[[ Listed records open ]]
PR #3131, opened 2025-03-22
allow customizing prompt sent to llm

jchorl:
I was playing around in-depth with the new LLM functionality. It's awesome.

I started fiddling with the prompts to see if I could get better outputs. Depending on the domain/use-case, I was able to get better content and formatting. I came to the conclusion that there will not be a one-size-fits-all prompt that works for everyone. So I made it configurable via multiqc config.

Let me know what you think.

### DIFF
--- a/multiqc/config.py
+++ b/multiqc/config.py
@@ -119,6 +119,8 @@ ai_model: str
 ai_custom_endpoint: Optional[str]
 ai_extra_query_options: Optional[Dict[str, Any]]
 ai_custom_context_window: Optional[int]
+ai_prompt_short: Optional[str]
+ai_prompt_full: Optional[str]
 no_ai: bool
 ai_anonymize_samples: bool
 
--- a/multiqc/config_defaults.yaml
+++ b/multiqc/config_defaults.yaml
@@ -70,6 +70,8 @@ ai_model: null
 ai_custom_endpoint: null
 ai_extra_query_options: null
 ai_custom_context_window: null
+ai_prompt_short: null
+ai_prompt_full: null
 no_ai: false
 ai_anonymize_samples: false
 
--- a/multiqc/core/ai.py
+++ b/multiqc/core/ai.py
@@ -180,11 +180,18 @@ class Client:
         self.model: str
         self.api_key: str = api_key
 
+        self.prompt_short = PROMPT_SHORT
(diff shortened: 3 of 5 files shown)


vladsavelyev (approved):
Awesome, thanks a lot!!

Wonder if you could also share prompts that work best for you? I didn't give it a lot of thought and just stuck to what works, so maybe we could iterate on the default prompt a bit.

jchorl:
> Awesome, thanks a lot!!
> 
> Wonder if you could also share prompts that work best for you? I didn't give it a lot of thought and just stuck to what works, so maybe we could iterate on the default prompt a bit.

Yeah, happy to provide input. Some of it was very domain-specific, which actually drove this PR (vs. just tuning the default prompt). I didn't see a future for a one-size-fits-all prompt. I also wanted the ability to rapidly iterate on prompts without needing to patch multiqc each time.

Architecturally, the biggest change is that I gave up on the two-section YAML output from the LLM. I found LLMs were bad at producing valid markdown code within yaml as sometimes they conflict (I think some yaml parsers choke up on `**foo bar**` but this is valid markdown). This makes sense as presumably the LLM is operating on tokens rather than calling a legitimate yaml encoder with proper escaping and all. Many of the LLMs now have first-class support for JSON structured output, and maybe they do more sophisticated encoding there. I didn't bother.

I also found the model was making up directives like `:text[foo]{.text-yellow}`. I iterated on the directives section:

```
Use markdown to format your reponse for readability. Use directive `:span` with pre-defined classes `.text-green`, `.text-red`, and `.text-yellow` to highlight severity, e.g. :span[39.2%]{.text-red}. Use directive `:sample` for any mentioned sample names or sample named prefixes or suffixes with a sample directive, and make sure to use the same color classes for severity, e.g. :sample[A1001.2003]{.text-yellow} or :sample[A1001]{.text-yellow}. Do not put multiple sample names inside one directive. Do not use any other directives beyond `:span` and `:sample`.
```

Again I'm hesitant to propose these changes globally because:
1. MultiQC supports many LLM providers which may behave differently. I use one.
2. MultiQC supports a broad user-base, so optimizing one case may be detrimental to others.
3. LLMs are non-deterministic. So I may see improvement and you may see degradation. It is very hard to globally optimize, benchmark, and show that one approach is objectively better.

PR #3132, opened 2025-03-23
Dont display decimal points on fastp filtering result bar chart

jchorl:
The fastp bar chart did not used to display decimals. I also don't think it should - it handles read counts. I chased the change in behaviour down to 0dcd3f3de0fd53556b5ff29e02142d881e96c32d

Prior to that commit it did not display decimals. I'm not sure how it broke things, it's a rather large commit.

Anyway, at first I tried removing the `float(...)` casts when parsing fastp data, as most of it is ints:

```json
    "filtering_result": {
        "passed_filter_reads": 1488254,
        "corrected_reads": 299344,
        "corrected_bases": 571668,
        "low_quality_reads": 0,
        "too_many_N_reads": 0,
        "too_short_reads": 1396,
        "too_long_reads": 0
    },
```

Even parsing as int, the chart still displayed two decimal places. Maybe barchart defaults to two decimals even when passed ints? You can check the commit history of this PR to see this approach.

So I just configured `tt_decimals` and that fixed things. I reverted back to parsing the values as floats, in case there's good reason for that.

Before:

After:

### DIFF
--- a/multiqc/modules/fastp/fastp.py
+++ b/multiqc/modules/fastp/fastp.py
@@ -247,7 +247,7 @@ class MultiqcModule(BaseMultiqcModule):
         # Parse filtering_result
         try:
             for k in parsed_json["filtering_result"]:
-                self.fastp_data[s_name][f"filtering_result_{k}"] = parsed_json["filtering_result"][k]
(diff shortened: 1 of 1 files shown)


vladsavelyev:
Looks good! Thank you.

Yeah, the logic is not flawless. It makes more sense to check if numbers are ints and automatically display without the decimals...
[[ Listed records closed ]]
• Action item:
Pick every line containing the word "Wonder" out of the material, and copy those lines.

• Your response:
Wonder if you could also share prompts that work best for you? I didn't give it a lot of thought and just stuck to what works, so maybe we could iterate on the default prompt a bit.
> Wonder if you could also share prompts that work best for you? I didn't give it a lot of thought and just stuck to what works, so maybe we could iterate on the default prompt a bit.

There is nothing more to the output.